There are a number of ways in which automated driving could implicate the 1949 Convention’s “driver” provisions. First, a court applying existing statutory law might interpret that law in a way that is consistent with its understanding of the treaty, perhaps holding, for example, that even an automated vehicle has a driver under a state’s motor vehicle code. Second, if a state legislature enacts a statute expressly permitting automated driving, a plaintiff might assert that the supremacy clause preempts that statute (my thanks to William Baude for the citation). Third, if a federal or state administrative agency promulgates a regulation with the same effect, a plaintiff might challenge that regulation as contrary to law under the federal Administrative Procedure Act or the state equivalent. (Notably, in each of these actions the plaintiff would need to satisfy the relevant standing requirement by demonstrating some particularized harm.) Fourth, a plaintiff injured by an automated vehicle might seek to use the treaty to establish certain elements of its cause of action. Finally, because they either believe they should or believe they must, state legislators—and both state and federal regulators—may simply exercise their respective authority in a way that complies with their understanding of the treaty.

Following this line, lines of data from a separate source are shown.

PR #1188, opened 2016-03-15
A large amount of changeling changes.

### LINKED ISSUE #969: Changeling armblade and flavortext fuckery
Getting stunned or otherwise disarmed as a ling will instantly remove the armblade you just shelled 20 chems for, leaving lings to constantly reform it in combat.
The armblade does not seem deflect any projectile weapons. Not sure if this is an issue or if its just intended to work with lasers.

Changing identities while having snowflake text will retain the previous snowflake text, making lings a dead giveaway to the powergaymen in red suits.

Neerti:
Round-end report now displays a history of powers the changeling had bought for that round, including resets.
Renames purchasedpowers to purchased_powers because I like my underscores.
Changelings can always be absorbed by other changelings if the body is husked and wasn't already absorbed.
Reviving clears the husked status, fixing an exploit where a ling could be husked and alive, and be unabsorbable.
A stronger variant of the armblade is available if one also buys recursive enhancement (totaling 5 points).  The stronger variant has 30 armor pen, but no additional effects.
A stronger varient of the electric hand is available for those who buy recursive enhancement, which does more halloss and costs less chemicals to channel electricity, also costing 5 points.
Normal electric hand made a little stronger when using it by grabbing someone, since grabbing is harder.
Cryosting description now says it has a cooldown.
Delayed toxin sting also now says it has a cooldown.
Changes log produced when using finger-lockpick.
Endoarmor description made slightly more accurate, for those which may not have a base health of 100.
Enfeebling string now reduces a person's health by a percentage, so teshari are not instantly killed by a recursive enhanced version of it.  Enfeebling sting now has a 5 minute cooldown as well.
Replaces some sleep numbers with X SECONDS/SECOND to make it more clear how long it is.
Transforming will wipe your flavor text, instead of keeping your previous identity's flavor text.

Half-fixes #969

### DIFF
--- a/code/game/gamemodes/changeling/powers/absorb.dm
+++ b/code/game/gamemodes/changeling/powers/absorb.dm
@@ -1,10 +1,10 @@
 /datum/power/changeling/absorb_dna
 	name = "Absorb DNA"
-	desc = "Permits us to syphon the DNA from a human. They become one with us, and we become stronger."
+	desc = "Permits us to syphon the DNA from a human. They become one with us, and we become stronger if they were of our kind."
 	genomecost = 0
 	verbpath = /mob/proc/changeling_absorb_dna
 
-//Absorbs the victim's DNA making them uncloneable. Requires a strong grip on the victim.
+//Absorbs the victim's DNA. Requires a strong grip on the victim.
 //Doesn't cost anything as it's the most basic ability.
 /mob/proc/changeling_absorb_dna()
 	set category = "Changeling"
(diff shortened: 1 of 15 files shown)


Kelenius:
I don't see any issues with the code.

code/game/gamemodes/changeling/powers/absorb.dm
```diff
@@ -27,9 +27,10 @@
 		src << "<span class='warning'>We do not know how to parse this creature's DNA!</span>"
 		return
 
-	if(HUSK in T.mutations)
-		src << "<span class='warning'>This creature's DNA is ruined beyond useability!</span>"
-		return
+	if(HUSK in T.mutations) //Lings can always absorb other lings, unless someone beat them to it first.
+		if(!T.mind.changeling || T.mind.changeling && T.mind.changeling.geneticpoints < 0)
```
RemieRichards: the ```T.mind.changeling``` check isn't needed, as if it's missing the first if condition will fail.

comma: To clarify, first one isn't needed, just
```
if(T.mind.changeling && T.mind.changeling.geneticpoints < 0)
```
will do

Datraen:
Odds are loss of the unnecessary check wouldn't save much, but it should still be done.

But what should that understanding be? Can a world in which some vehicles are self-driving or driverless comply with the 1949 Convention’s apparent requirement that every vehicle have a driver who “shall at all times be able to control” it? And can that world be reconciled with state laws that either assume or assign such a driver? Stay tuned for future posts—and for an ever more interesting future.

 

Photo by Steve Jurvetson.

Comments

Hi Bryant

Just wanted to stop by and say I love your blog and the new Wiki! We had the same idea but hadn't gotten around to it - then again I think I would trust you for higher accuracy with the Wiki anyway. We've added a link to your site and to the Wiki on Driverless Car HQ.

Hey Bryant, my first time on your blog. I think this is a fantastic post. Looking forward to reading more.

Leaving aside the potential legal interpretations of how to deal with driverless cars with our current laws...

I think when the endgame of driverless cars arrives - That is most people not owning a car but requisitioning one like you do with a taxi - the simplest solution would be to make the programmer legally liable for any accidents. So the solution is that the risk of an accident is incorporated

But even with our current legal system I would argue that the code for the AI in a driverless car is a feature in the same way the brakes are. If a car fails to brake due to a manufacturing imperfection then surely the automaker is at fault even if a human is driving the car? Presumably there is a strong case to argue that the AI coding is a manufacturing issue. On the flip side, if the braking system isn't maintained at the mechanics then the fault lies with the car owner/driver, so perhaps if the owner of a driverless car didn't get the system patched, defgragmented or virus checked they would then be liable?